You are viewing a plain text version of this content. The canonical link for it is here.
Posted to commits@mxnet.apache.org by GitBox <gi...@apache.org> on 2017/11/13 23:01:29 UTC
[GitHub] piiswrong closed pull request #8543: fix custom op error when using auxiliary states

piiswrong closed pull request #8543: fix custom op error when using auxiliary states
URL: https://github.com/apache/incubator-mxnet/pull/8543
 
 
   

This is a PR merged from a forked repository.
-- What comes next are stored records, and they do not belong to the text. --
Issue #103, opened 2019-05-16
[App] CP initial implementation


michellemtchai:
This involves creating tables, routes, and UI for contract presentment (CP).

For the table, the following tables was created:
- `assignment`
  - `applicant_id`: foreign key
  - `position_id`: foreign key
  - `hours`: int
  - `pay1`: float
  - `pay2`: float
  - `start_date`: date
  - `end_date`: date
  - `status`: `unsent` (0), `sent` (1), `accepted` (2), `rejected` (3), `withdrawn` (4)
- `offers`
  - `assignment_id`: foreign key
  - `hours`: int
  - `pay1`: float
  - `pay2`: float
  - `start_date`: date
  - `end_date`: date
  - `status`: `unsent` (0), `sent` (1), `accepted` (2), `rejected` (3), `withdrawn` (4)

For the routes, the following routes was created:
- GET `/api/v1/assignments`: returns all assignments
- GET `/api/v1/assignments/{id}`: returns assignment with `id`
- POST `/api/v1/assignment`: create a new assignment with `position_id`, `applicant_id`, `hours`, `pay1`, `pay2`
- PUT `/api/v1/assignment/{assignment_id}`: can modify the attributes in assignment
- GET `/api/v1/offers`: returns all offers
- GET `/api/v1/offers`: returns offer with `id`

For the UI, the design should follow that of the old CP and new ABC view for reference.

chrislessard:
Do we have a more detailed plan or list of to-do's for this ? It would be nice to enumerate them here with links to the relevant issues so that those interested can organize themselves more straightforwardly.

michellemtchai:
Should I move the description I made on the corresponding PR here? A lot of the plans for this portion is still on the planning stage in Slack, so nothing is really concrete as of now.

chrislessard:
Please do. It would be best that we try to keep everything documented via GH issues, as this is the easiest way for everyone to track which work is available and how things are progressing in an organized fashion.

michellemtchai:
I've moved the description over. Does that mean I continue to write in the description here when I work on the PR?

chrislessard:
No, you don't need to do that :) All I was really looking for here was a bit more specificity into what constitutes an "initial implementation", as its not immediately clear. The goal for our commits is to be as upfront as possible about the specific work involved.

PR #106, opened 2019-05-16
[APP] Tapp-103: CP initial implementation

michellemtchai:
**Please merge this after PR #105**

Please see Issue #103 for details.

### DIFF
--- a/api/app/controllers/api/v1/assignments_controller.rb
+++ b/api/app/controllers/api/v1/assignments_controller.rb
@@ -1,0 +1,91 @@
+# frozen_string_literal: true
+
+module Api::V1
+  # Controller for Assignments
+	class AssignmentsController < ApplicationController
+    before_action :set_assignment, only: %i[show update]
+    # GET /assignments
+    def index
+      @assignment = Assignment.order(:id)
+
+      render json: @assignment
+    end
+
+    # GET /assignments/1
+    def show
+      render json: @assignment
+    end
+
+    # POST /assignments
+    def create
+      position = Position.find(params[:position_id])
+      applicant = Applicant.find(params[:applicant_id])
+      params[:start_date] = position[:start_date]
+      params[:end_date] = position[:end_date]
+      params[:status] = 0
+      @assignment = Assignment.new(assignment_params)
+      if @assignment.save
+        render json: @assignment, status: :created
+      else
+        render json: @assignment.errors, status: :unprocessable_entity
+      end
+    end
+
+    # PATCH/PUT /assignments/1
+    def update
+      updated_at = @assignment[:updated_at]
+      if @assignment.update(update_assignment_params)
+        # creates a copy of assignment if changed are made after being sent
+        if @assignment[:status] > 0
+          log_offer
+        end
+        render json: @assignment
+      else
+        render json: @assignment.errors, status: :unprocessable_entity
+      end
+    end
+
+   	private
+    def set_assignment
+      @assignment = Assignment.find(params[:id])
+    end
+
+   	def assignment_params
+      params.permit(
+        :id,
+        :applicant_id,
+        :position_id,
+        :hours,
+        :pay1,  
+        :pay2,
+        :status,
+        :start_date,
+        :end_date,
+      )
+    end
+    def update_assignment_params
+      params.permit(
+        :hours,
+        :pay1,  
+        :pay2,
+        :start_date,
+        :end_date,
+      )
+    end
+
+    def log_offer
+      offer = Offer.new(
+        assignment_id: @assignment[:id],
+        hours: @assignment[:hours],
+        pay1: @assignment[:pay1],  
+        pay2: @assignment[:pay2],
+        status: @assignment[:status],
+        start_date: @assignment[:start_date],
+        end_date: @assignment[:end_date],
+      )
+      if !offer.save
+        render json: offer.errors, status: :unprocessable_entity
+      end
+    end
+	end
+end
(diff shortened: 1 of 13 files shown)


api/db/migrate/20190516205625_add_columns_to_assignment.rb
```diff
@@ -0,0 +1,10 @@
+class AddColumnsToAssignment < ActiveRecord::Migration[5.2]
+  def change
+    add_column :assignments, :hours, :integer
+    add_column :assignments, :pay1, :float
+    add_column :assignments, :pay2, :float
```
chrislessard, line 5: It's unclear to me what is meant by "pay1" and "pay2". Can this be clarified with a comment or change of names ?

api/db/migrate/20190516205813_add_columns_to_offer.rb
```diff
@@ -0,0 +1,10 @@
+class AddColumnsToOffer < ActiveRecord::Migration[5.2]
+  def change
+    add_column :offers, :hours, :integer
+    add_column :offers, :pay1, :float
+    add_column :offers, :pay2, :float
```
chrislessard, line 5: Same as above.

api/db/schema.rb
```diff
@@ -36,6 +36,21 @@
...
   end
 
+  create_table "assignments", force: :cascade do |t|
+    t.bigint "applicants_id"
+    t.bigint "positions_id"
+    t.datetime "created_at", null: false
+    t.datetime "updated_at", null: false
+    t.integer "hours"
+    t.float "pay1"
+    t.float "pay2"
```
chrislessard, line 46: Same as above.

api/db/schema.rb
```diff
@@ -53,6 +68,23 @@
...
 
+  create_table "offers", force: :cascade do |t|
+    t.bigint "applicants_id"
+    t.bigint "positions_id"
+    t.bigint "assignments_id"
+    t.datetime "created_at", null: false
+    t.datetime "updated_at", null: false
+    t.integer "hours"
+    t.float "pay1"
+    t.float "pay2"
```
chrislessard, line 78: Same as above.

api/app/controllers/api/v1/assignments_controller.rb
```diff
@@ -0,0 +1,91 @@
+# frozen_string_literal: true
+
+module Api::V1
+  # Controller for Assignments
+	class AssignmentsController < ApplicationController
```
chrislessard: Please fix this formatting.

api/app/assets/javascripts/api/v1/assignments.coffee
```diff
@@ -0,0 +1,3 @@
+# Place all the behaviors and hooks related to the matching controller here.
```
chrislessard: Why are we generating .coffee files ? Are there plans to use this ? I would prefer these to be dropped these if not.

chrislessard (changes requested):
Hi Michelle, 

Thanks for all this great work ! I do have a few other nits : 

1. Please follow the commit format mentioned in the project README. Yours aren't far off, but we try to indicate both the nature of the commit and the affected region in the header, such as in "fix(docker): add PGDATA to .env" to make the commit long more consistent and clear. 

2. This is creeping towards the upper bound for PR size, as it becomes harder to review everything thoroughly in a reasonable time frame. IMO it would have been ok to keep the DB stuff and the route/code/test boilerplate separate, especially since DB work tends to be more contested.

api/db/migrate/20190516205625_add_columns_to_assignment.rb
michellemtchai: Actually, I plan to remove these attributes. Even though it was discussed during the meeting on Thursday that we should use them, there's apparently a plan to move them to a new table called `fund_source`. I'm kind of waiting for a final decision in case there's anymore changes...

api/app/controllers/api/v1/assignments_controller.rb
michellemtchai: Do you mean formatting as in the tabbing?

api/app/assets/javascripts/api/v1/assignments.coffee
michellemtchai: These were generated when I made the models in rails. Do you have a list of files that should be removed if I generate model through the rails command? Or is it preferred that I make these files manually?

michellemtchai:
I've rewritten the commit messages. Does this look okay now?

api/app/assets/javascripts/api/v1/assignments.coffee
michellemtchai: I've removed the non-controller files. Does it look okay now?

api/db/migrate/20190516205625_add_columns_to_assignment.rb
chrislessard: I see. Is there any harm in removing them now since they'll be find-able under version control anyways ? I would be tempted to remove them for now and keep a note somewhere when fund_source gets created. We can always put them back.

api/app/assets/javascripts/api/v1/assignments.coffee
chrislessard: This looks good to me !

api/app/controllers/api/v1/assignments_controller.rb
chrislessard: Yes !

chrislessard:
@michellemtchai 

Hi Michelle, 

Sorry for the delay. This all looks great to me 🙂Thanks for all your hard work !

chrislessard (approved):

PR #107, opened 2019-05-17
Upgrade and add libraries

siefkenj:
Upgrade react to 16.8.5 so hooks can be used; add `wicked_pdf` so that html templates can be rendered to pdf automatically; added the liquid template templating engine; rename the folder where database information is persisted (it was  previously named `tmp/db`, but it is not a temporary directory!).


michellemtchai:
I'm getting this error when I try to run `docker-compose up`:
image

siefkenj:
What happens if you completely reclone the branch? Do you still get the same error?

George334456 (commented):
We should run a regression on the new TAPP port on dev/QA before we merge into Master. Everything else looks good to me.

siefkenj:
@michellemtchai Did you run `docker-compose build` before `up`?

michellemtchai:
@siefkenj I used the command you mentioned. Everything looks fine, aside from the frontend code linking to the port.

dingtaoliu:
Everything works on my side as well, I am able to start the containers and tested that the frontend and api are communicating properly through the docker network.

@michellemtchai could you explain what you meant by frontend code linking to the port?

michellemtchai:
@dingtaoliu Sorry, that was a mistake. I thought the routes wouldn't work on the frontend because I remember seeing `fetch` that included the whole url (host+port+route). But apparently, I was remembering the wrong app, so there isn't actually any issue. Please just ignore my other statement.

siefkenj:
Sounds like this is ready to merge. Would someone do the honors?

michellemtchai:
@siefkenj You might want to talk to @George334456. He mentioned there were things that had be merged before this PR(?) I'm not sure what the details are, though.

thezane:
I tested the PR with the latest version of react-boostrap (1.0.0-beta.9).   I'm getting the following warning when building the frontend:

warning react-bootstrap > react-overlays > react-popper > create-react-context > fbjs > core-js@1.2.7: core-js@<2.6.8 is no longer maintained. Please, upgrade to core-js@3 or at least to actual version of core-js@2.

Right now, the frontend isn't displaying with the upgrade to react-boostrap.  The only error msg is

Proxy error: Could not proxy request /sockjs-node/140/h2df1b2d/websocket from localhost:8000 to http://api:3000 ... (ENOTFOUND).

The above error msg is also present before the upgrade to react-boostrap but the frontend displayed properly.  This leads me to conclude the core-js versioning is the problem.  Should we upgrade it?

George334456:
Could it be because we've changed ports?

PR #108, opened 2019-05-20
TAPP-101: Added more stuff to Dockerfile

George334456:


docker-compose.prod.yml
```diff
@@ -0,0 +1,28 @@
...
+      - 'db'
+    container_name: 'tapp_api'
+    command: bundle exec rails s -p 3000 -b "0.0.0.0"
+    build: ./api
+    ports:
+      - '3000:3000'
+    env_file:
+      - './api/.env'
+  frontend:
+    container_name: 'tapp_fe'
```
dingtaoliu: The frontend container does not need to run in production because the frontend is served by the rails app.

docker-compose.prod.yml
```diff
@@ -0,0 +1,28 @@
...
+    command: yarn start
+    build: ./frontend
+    ports:
+      - '8000:8000'
+    volumes:
+      - './frontend:/app'
```
dingtaoliu: We don't need the majority of the stuff here because it is just repeating what is already in the base compose file.  In the production file, we should be setting special keys such as restart to always.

As GitHub hides the original diff on merge, it is displayed below for
the sake of provenance:

As this is a foreign pull request (from a fork), the diff is supplied
below (as it won't show otherwise due to GitHub magic):

diff --git a/python/mxnet/optimizer.py b/python/mxnet/optimizer.py
index 66c261b880..eaaf521645 100644
--- a/python/mxnet/optimizer.py
+++ b/python/mxnet/optimizer.py
@@ -101,7 +101,7 @@ def __init__(self, rescale_grad=1., param_idx2name=None, wd=0.,
         assert isinstance(param_idx2name, dict), \
             'param_idx2name should be a dict of param indexes to names.'
         self.idx2name = param_idx2name.copy()
-        self.sym = sym
+        self.sym_info = (sym.attr_dict(), sym.list_arguments()) if sym is not None else ()
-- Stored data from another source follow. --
Issue #111, opened 2019-05-23
[Database] Remove pay1 and pay2 from Assignments and Offers


michellemtchai:
It's been decided in this week's meeting that the `pay1` and `pay2` attributes will be moved to a new table for keeping track of the rates in the assignments and offers. So, these attributes will be removed as unused attributes.

PR #113, opened 2019-05-24
[Database] TAPP-111: Remove pay1 and pay2 from Assignments and Offers

michellemtchai:
Please refer to issue #111

### DIFF
--- a/api/db/schema.rb
+++ b/api/db/schema.rb
@@ -10,7 +10,7 @@
 #
 # It's strongly recommended that you check this file into your version control system.
 
-ActiveRecord::Schema.define(version: 2019_05_24_054519) do
+ActiveRecord::Schema.define(version: 2019_05_24_061229) do
 
   # These are extensions that must be enabled in order to support this database
   enable_extension "plpgsql"
@@ -42,8 +42,6 @@ ActiveRecord::Schema.define(version: 2019_05_24_054519) do
     t.datetime "created_at", null: false
     t.datetime "updated_at", null: false
     t.integer "hours"
-    t.float "pay1"
-    t.float "pay2"
     t.date "start_date"
     t.date "end_date"
     t.integer "status"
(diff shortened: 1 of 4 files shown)


dingtaoliu:
There is a merge conflict with the schema file because I just merged in a pr that included migrations which changed the schema version.  It seems like we will have this problem every time there are parallel branches that modify the schema, should we just remove the schema file from version control?

michellemtchai:
I think we should if `schema.rb` can generated by rails instead of just be append to by it. Also, I noticed that when you switch from a branch that has deleted table a to a branch that still contain table a, table a doesn't come back on the second branch. This may become a bigger issue later on. Should I make another issue for that?

michellemtchai:
I've fixed the conflict.

michellemtchai:
I've fixed the conflict.

dingtaoliu:
For the issue that you brought up, the problem is that the migrations are out of sync between the two branches.  I think we can fix this without resetting the entire database by dropping the 'schema_migrations' table that keeps track of migrations that have been run.  After this, we can run db:migrate again to get the db to the state we want it to be in a particular branch.

api/db/schema.rb
```diff
@@ -10,7 +10,11 @@
 #
 # It's strongly recommended that you check this file into your version control system.
 
+<<<<<<< HEAD
```
George334456: Is this supposed to be here?

George334456 (changes requested):
I think you left something inside, unless I'm looking at the wrong thing.

api/db/schema.rb
michellemtchai: No, it's not supposed to be here. Great catch!

michellemtchai:
I've removed the leftover line you caught.

George334456 (approved):
Good stuff

Issue #109, opened 2019-05-22
[Backend] Remove unused routes in Rails


michellemtchai:
There are a lot of routes that are unused in Rails such as:
GET `/api/v1/applicants/new`
GET `/api/v1/applicants/edit`
They need to be removed.

PR #114, opened 2019-05-24
[Backend] TAPP-109: Remove unused routes in Rails

michellemtchai:
Please refer to issue #109 for more details.


dingtaoliu (approved):
Good catch that there are no controller methods for these routes

Issue #116, opened 2019-05-24
[Frontend] create shared file-related functions for components


michellemtchai:
This app will likely have features involving uploading and downloading files, which will need to work across different components. To prevent repetitive code, a folder `lib` is created for the `/frontend`, which will serve as the location, where shared functions go.

PR #117, opened 2019-05-24
[Frontend] TAPP-116: create shared file-related functions for components

michellemtchai:
Please refer to issue #116 for details.

Tested in the following browsers:
- [x] Firefox
- [x] Chrome
- [x] Edge
- [ ] IE  `// needs polyfill for fetch, promise, arrow function`
- [ ] Safari

As a starter, a file called `fileManager.js` is made for action involving files, such as:
 - `readFile`: a function that takes an input file and reads it as either text or JSON
 - `downloadFile`: a function that fetches a blob given at a certain route and triggers a download file response

Note: both of these functions output a JSON, using the second function argument, with the following format:
```
{
  success: boolean,
  content: string OR JSON, // content of file OR error message
}
```
Furthermore, both functions takes in a function as the second parameter. The function is assumed to take in only one argument. This single argument should be the aforementioned JSON.

Here is an example on the use of `readFile()` in HTML:
```
<input type='file' onchange='readFile(this, console.log)' />
```
Please note that the use of `onchange` is very important for getting the content of the file when you click on the upload button.

Here is an example on the use of `downloadFile()` in HTML:
```
<button onclick='downloadFile("https://www.wikipedia.org/portal/wikipedia.org/assets/img/sprite-556af1a5.svg", console.log)'>Download</button>
```
For a quick test of these functions, you can make a HTML like this:
```
<!DOCTYPE html>
<html>
<head>
	<script type="text/javascript" src="./fileManager.js"></script>
</head>
<body>
	<p>Upload Test</p>
	<input type='file' onchange='readFile(this, console.log)' />
	<button onclick='downloadFile("https://www.wikipedia.org/portal/wikipedia.org/assets/img/sprite-556af1a5.svg", console.log)'>Download</button>
</body>
</html>
```
Note: You will need to put this file into `/frontend/src/lib/` for it to test it on your browser. You will also need to comment out the `export` before the functions in `fileManager.js` because it's an independent JS file.

### DIFF
--- a/frontend/src/lib/fileManager.js
+++ b/frontend/src/lib/fileManager.js
@@ -1,0 +1,81 @@
+export const readFile = (component, loadDataFunc) => {
+    let files = component.files;
+    if (files.length > 0) {
+        const reader = new FileReader();
+        let importFunc = importChoices(files[0].name, loadDataFunc);
+        reader.readAsText(files[0]);
+        reader.onload = event => importFunc(event.target.result);
+    }
+    component.value = '';
+}
+
+export const downloadFile = async (route, loadMessage) => {
+    try {
+        const res = await fetch(route);
+        if (res.status === 200) {
+            const blob = await res.blob();
+            let filename = getFilename(res);
+            if (window.navigator && window.navigator.msSaveOrOpenBlob) {
+                window.navigator.msSaveOrOpenBlob(blob, filename); //special case for Edge & IE
+            }
+            else{
+                let url = URL.createObjectURL(blob),
+                    a = document.createElement('a');
+                a.href = url;
+                a.download = filename;
+                a.target = "_self" ; //required in FF
+                a.style.display = 'none';
+                document.body.appendChild(a); //required in FF
+                a.click();
+                URL.revokeObjectURL(url);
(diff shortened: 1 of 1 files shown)


michellemtchai:
Please check if this code works on Safari if you have a Mac.

frontend/src/lib/fileManager.js
```diff
@@ -0,0 +1,83 @@
+export const readFile = (component, loadDataFunc) => {
+    let files = component.files;
+    if (files.length > 0) {
+        const reader = new FileReader();
+        let importFunc = importChoices(files[0].name, loadDataFunc);
+        reader.readAsText(files[0]);
+        reader.onload = event => importFunc(event.target.result);
+        component.value = '';
+    } else {
```
dingtaoliu: We can pull component.value out of the if block and get rid of the else to be more concise

dingtaoliu (changes requested):
Just one small change, everything else looks good!  I like how generalized these functions are, good work!

frontend/src/lib/fileManager.js
michellemtchai: I've fixed the redundancy. Thanks.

         self.param_dict = param_dict if param_dict else {}
 
         self.set_lr_mult({})
@@ -321,9 +321,9 @@ def set_lr_mult(self, args_lr_mult):
             compatibility, and we recommend to use the name instead.
         """
         self.lr_mult = {}
-        if self.sym is not None:
-            attr = self.sym.attr_dict()
-            for name in self.sym.list_arguments():
+        if self.sym_info:
+            attr, arg_names = self.sym_info
+            for name in arg_names:
                 if name in attr and '__lr_mult__' in attr[name]:
                     self.lr_mult[name] = float(attr[name]['__lr_mult__'])
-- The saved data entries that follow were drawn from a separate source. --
PR #119, opened 2019-05-28
feat(app): added deployment script for production

dingtaoliu:
This commit makes several changes to the docker setup to create a deployment process for production.  The docker compose files are now split into four files:
	- docker-compose.yml: defines the api and db services
	- docker-compose.dev.yml: defines development specific docker behaviour
	- docker-compose.prod.yml: defines production specific docker behaviour
	- docker-compose.frontend.yml: defines a container used only to build optimized webpack bundles

Environment variables for rails and postgres can be found in prod.env and dev.env.

To deploy, pull the most recent master branch into the server and run the deploy script.  This will spin up the rails and postgres containers in detached mode.
To run the app locally, run the start_dev script.  This will spin up a rails, webpack, and postgres server in development mode with hot-reloading enabled.

### DIFF
--- a/deploy
+++ b/deploy
@@ -4,4 +4,3 @@ docker-compose -f docker-compose.yml -f docker-compose.prod.yml down --remove-or
 docker-compose -f docker-compose.frontend.yml up --build --force-recreate
 cp -a frontend/build/. api/public/
 docker-compose -f docker-compose.yml -f docker-compose.prod.yml up --build --force-recreate -d
-docker-compose exec api sh -c "rails db:migrate RAILS_ENV=production"
--- a/deploy
+++ b/deploy
@@ -1,0 +1,7 @@
+#!/bin/bash
+cp prod.env .env 
+docker-compose -f docker-compose.yml -f docker-compose.prod.yml down --remove-orphans
+docker-compose -f docker-compose.frontend.yml up --build --force-recreate
+cp -a frontend/build/. api/public/
+docker-compose -f docker-compose.yml -f docker-compose.prod.yml up --build --force-recreate -d
+docker-compose exec api sh -c "rails db:migrate RAILS_ENV=production"
--- a/start_dev
+++ b/start_dev
@@ -1,0 +1,7 @@
+#!/bin/bash
+
+docker-compose -f docker-compose.yml -f docker-compose.dev.yml down
+cp dev.env .env 
+docker-compose -f docker-compose.yml -f docker-compose.dev.yml up --build
+docker-compose exec api sh -c "rails db:migrate RAILS_ENV=development"
+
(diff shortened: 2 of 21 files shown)


michellemtchai:
Hey, I got this problem when I tried to run `./deploy`:
image
Was I suppose to run anything else before this?

deploy
```diff
@@ -0,0 +1,7 @@
+#!/bin/bash
+cp prod.env .env 
+docker-compose -f docker-compose.yml -f docker-compose.prod.yml down --remove-orphans
+docker-compose -f docker-compose.frontend.yml up --build --force-recreate
+cp -a frontend/build/. api/public/
+docker-compose -f docker-compose.yml -f docker-compose.prod.yml up --build --force-recreate -d
+docker-compose exec api sh -c "rails db:migrate RAILS_ENV=production"
```
michellemtchai: Actually, you can shorten this last command by calling 
`docker-compose exec api rails db:migrate RAILS_ENV=production` 
instead.

michellemtchai:
Also, when I ran `./start_dev`, I saw this warning:
image
Were these variables intentionally left as blank?

start_dev
```diff
@@ -0,0 +1,7 @@
+#!/bin/bash
+
+docker-compose -f docker-compose.yml -f docker-compose.dev.yml down
+cp dev.env .env 
+docker-compose -f docker-compose.yml -f docker-compose.dev.yml up --build
+docker-compose exec api sh -c "rails db:migrate RAILS_ENV=development"
```
michellemtchai: When I ran this script, the last line was never called because the process on line 5 never finished.

michellemtchai:
I've ran `./deploy` after I ran `docker system prune --all`, but it seems like the `frontend/build` was never made. As a result, the `frontend` container keeps crashing. In fact, from the output, it looks like the container also got to the point where it was being built, but never showed signs of `docker-compose up`. It reaches the last line of the script just fine, though. It did the migration just fine.

Since the docker image didn't seem to be up, I ran:
```
docker-compose -f docker-compose.yml -f docker-compose.prod.yml up
```
From the message, it seem like it only managed to start up `tapp_db_1` and `tapp_api_1`. The frontend portion is completely missing. Furthermore, `localhost:3000` didn't displayed a `This page isn't working`. The problem seems to stem from the unsuccessful creating of `frontend/build`. Here's what I saw on the console:
image

I've also ran the `./start_dev` after `docker system prune --all`. It doesn't seem to have the problem of crashing containers. In fact, all three containers seems to be running properly. Though, I had to run the migration command separately. Also, I got this error once the migration warning cleared up:
image

start_dev
dingtaoliu: This is a mistake on my end, I have moved migrations to an entry point file that is run every time the container starts so we no longer have to explicitly run them with a docker command.

dingtaoliu:
For the warnings about environment variables not set, I intentionally left them blank in the dev environment because I wanted the default behaviour from rails but didn't know what the corresponding values should be.

michellemtchai (approved):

         self.lr_mult.update(args_lr_mult)
@@ -358,9 +358,9 @@ def set_wd_mult(self, args_wd_mult):
         for n in self.idx2name.values():
             if not (n.endswith('_weight') or n.endswith('_gamma')):
                 self.wd_mult[n] = 0.0
-        if self.sym is not None:
-            attr = self.sym.attr_dict()
-            for name in self.sym.list_arguments():
+        if self.sym_info:
+            attr, arg_names = self.sym_info
+            for name in arg_names:
                 if name in attr and '__wd_mult__' in attr[name]:
                     self.wd_mult[name] = float(attr[name]['__wd_mult__'])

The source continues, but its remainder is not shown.